Just two days after the Associated Press got roasted for its headline about “two interpretations” of Jan. 6 from Trump and Biden, The New York Times is taking the heat for similar headlines on the anniversary of Jan. 6.
With the headline “Clashing Over Jan. 6, Trump and Biden Show Reality Is at Stake in 2024,” the Times prompted critics like Mark Jacob, an ex-editor at The Chicago Tribune and The Chicago Sun-Times to take to X (formerly Twitter) to express their disappointment. “The New York Times must have a policy to produce “safe,” generic headlines about the fascist Republican menace. My short thread 6 days ago took note of it,” Jacob tweeted.
In a Dec. 30 thread, Jacob pointed out Times headlines that he said were “incompetent” and favored or played to the right wing. “The New York Times writes fact-based stories and then undersells them with vague, cowardly headlines. It’s not an accident. It’s a marketing decision to go soft when the facts look bad for Team Trump. NYT doesn’t want to anger the right wing,” he tweeted at the start of the thread.
ADVERTISEMENT
The Associated Press got flamed Thursday for the headline, “One attack, two interpretations: Biden and Trump both make the Jan. 6 riot a political rallying cry,” which critics accused as “bothsidesism.”
Senator Cortez Masto (D-NV.) tweeted the headline writing, “Donald Trump incited an insurrection on Jan. 6th in an attempt to overthrow our democracy and stop the peaceful transfer of power. There is no other ‘interpretation’ of this.” Tom Nichols from The Atlantic added to the outcry, captioning a link to the article on X, “Dear God, this is a real headline.”
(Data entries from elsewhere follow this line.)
PR #2999, opened 2025-10-06
fix: Include diff in kubectl to make kubectl diff work

e-minguez:
TIL kubectl diff uses "diff" https://kubernetes.io/docs/reference/kubectl/generated/kubectl_diff/ and https://github.com/kubernetes/kubernetes/blob/release-1.33/staging/src/k8s.io/kubectl/pkg/cmd/diff/diff.go#L134


alexandrevicenzi (changes requested):
The code is failing formatting checks

e-minguez:
Closed as per @dirkmueller comment.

Just days earlier, AP acknowledged its own faulty headline on Claudine Gay’s Harvard resignation. Originally headlined, “Harvard president’s resignation highlights new conservative weapon against colleges: plagiarism,” it was changed to “Plagiarism charges downed Harvard’s president. A conservative attack helped to fan the outrage.” VP of AP Lauren Easton later told Fox News that “the story doesn’t meet our standards.”